La Fondation pour la mémoire de l'esclavage devrait voir le jour en 2018, après la création, depuis le 3 mai, d'un Groupement d'intérêt public (GIP).
Ce groupement sera présidé par Jean-Marc Ayrault à l'issue de ses fonctions de ministre des Affaires étrangères. Le GIP travaillera aussi avec la Ville de Paris à la création d'un mémorial aux esclaves et d'un musée.

« Financer des actions mémorielles »
La création d'un musée de l'esclavage est l'une des demandes récurrentes des associations antiracistes.
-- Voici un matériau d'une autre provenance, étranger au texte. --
PR #641, opened 2023-10-18
Support any dotnet 7.x SDK version

### LINKED ISSUE #633: [bug]: KubeOps.Generator requires at least .NET SDK 7.0.402
### Describe the bug

KubeOps.Generator requires `Microsoft.CodeAnalysis.CSharp` in version `4.7.0`. This implies having the currently latest .NET SDK version `7.0.402` installed.

### To reproduce

1. Install dotnet version `7.0.111` exclusively
2. Create a KubeOps project with version `8.0.0-pre.21` which is also using the `KubeOps.Generator` package
3. Execute `dotnet build`
4. `dotnet build` fails

```
MSBuild version 17.4.8+6918b863a for .NET
  Determining projects to restore...
  All projects are up-to-date for restore.
CSC : warning CS9057: The analyzer assembly '/[...]/.nuget/packages/kubeops.generator/8.0.0-pre.21/analyzers/dotnet/cs/KubeOps.Generator.dll' references version '4.7.0.0' of the compiler, which is newer than the currently running version '4.4.0.0'. [/[...]/Example.csproj]
/[...]/Program.cs(10,14): error CS1061: 'IOperatorBuilder' does not contain a definition for 'RegisterComponents' and no accessible extension method 'RegisterComponents' accepting a first argument of type 'IOperatorBuilder' could be found (are you missing a using directive or an assembly reference?) [/[...]/Example.csproj]

Build FAILED.
```

The warning suggests that the analyzer assembly can not be used by `KubeOps.Generator` and the following build error seems to be caused by the missing execution of the `KubeOps.Generator` analyzer/generator.

### Expected behavior

* `dotnet build` should work with older .NET SDK versions than 7.0.402.

### Screenshots

_No response_

### Additional Context

_No response_

PSanetra:
This fixes the issue mentioned in #633 so that any .NET 7.x SDK version is supported. As the code base is currently already using C# 11 features, I did not try to introduce .NET 6 support.

Fixes #633

### DIFF
--- a/.config/dotnet-tools.json
+++ b/.config/dotnet-tools.json
@@ -3,7 +3,7 @@
   "isRoot": true,
   "tools": {
     "docfx": {
-      "version": "2.71.1",
+      "version": "2.74.0",
       "commands": ["docfx"]
     }
   }
--- a/.github/workflows/dotnet-test.yml
+++ b/.github/workflows/dotnet-test.yml
@@ -19,7 +19,7 @@ jobs:
       - name: Setup .NET
         uses: actions/setup-dotnet@v3
         with:
-          dotnet-version: 7.x
+          dotnet-version: 7.0.100
 
       - name: Create Kubernetes Cluster
         uses: helm/kind-action@v1.8.0
--- a/.gitignore
+++ b/.gitignore
@@ -1,4 +1,5 @@
 # User-specific files
+.idea
 *.suo
 *.user
 *.userosscache
--- a/README.md
+++ b/README.md
@@ -12,8 +12,8 @@ detailed documentation, head to the [GitHub Pages](https://buehler.github.io/dot
 
 ## Packages
 
-All packages support .NET6.0 and higher. The reason is that modern C# features are
-used and client libraries are still possible for .NET 6.0 and up.
+All packages support .NET7.0 and higher. The reason is that modern C# features are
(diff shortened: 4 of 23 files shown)


buehler:
hey @PSanetra 
Thank you for the contribution :-)

I don't know if I want to drop .NET6.0 support. It is the current LTS version and as such, I'd like to support it.

As for the C#11 features: as far as I understand, we can compile the lib for .NET6.0 while using a higher SDK to enable language features that do not change the API (such as `required` props).

It would be cool to have .net6.0 support for all people who rely on LTS versions.

PSanetra:
@buehler Alright, I have added net6.0 to TargetFrameworks again, but I also had to change the version for the `Microsoft.Extensions.Hosting.Abstractions` dependency in the `KubeOps.Abstractions` project to `[6.0.0,)`. Therefore the usage of the `GeneratedRegex` attribute needed to be removed. See https://github.com/buehler/dotnet-operator-sdk/pull/641/commits/fae28aa09bb575013e5dcddbfb2756da81eeb8d3

I am still not 100% sure if this works. I think if .NET 6 is really intended to be supported there should be tests using this project with .NET 6.

buehler:
I copied your changes :)
Thank you for the contribution! It should work now with .net 6.0 and up.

Le siège social du GIP sera à l'hôtel de la Marine, place de la Concorde à Paris. Cela rejoint les préconisations de la mission de préfiguration - présidée par l'ancien Premier ministre du Bénin Lionel Zinsou -, qui soulignait en mars le « pouvoir symbolique fort » du lieu, longtemps siège du ministère de la Marine et des Colonies et abritant le bureau où Victor Schoelcher signa le décret d'abolition de l'esclavage en 1848.
François Hollande et Emmanuel Macron, accompagnés du président LR du Sénat Gérard Larcher, ont déposé auparavant ensemble une gerbe en mémoire des victimes de l'esclavage au pied d'une stèle commémorative.
François Hollande a profité de ce dernier discours pour rappeler toute sa « politique mémorielle » menée depuis cinq ans, évoquant par exemple l'inauguration en 2015 du Memorial ACTe à Pointe-à-Pitre, la reconnaissance de la responsabilité de la France dans l'abandon des Harkis, la récente cérémonie de remise de la nationalité française aux tirailleurs sénégalais, ou encore la reconnaissance de la responsabilité de l'Etat dans les essais nucléaires en Polynésie.
Cette cérémonie a eu lieu en présence du Premier ministre Bernard Cazeneuve, du président de l'Assemblée nationale Claude Bartolone, et d'une grande partie des membres du gouvernement, dont la ministre des Outre-mer Ericka Bareigts.
La journée commémorative du souvenir de l'esclavage et de son abolition a été instaurée par la loi Taubira en 2001. L'ancienne garde des Sceaux Christiane Taubira était présente à la cérémonie.
Pour le Cran (Conseil représentatif des associations noires), « l'État s'engage enfin à mettre en place des réparations morales et financières » car la Fondation permettra « de financer des actions mémorielles, culturelles ou sociales ».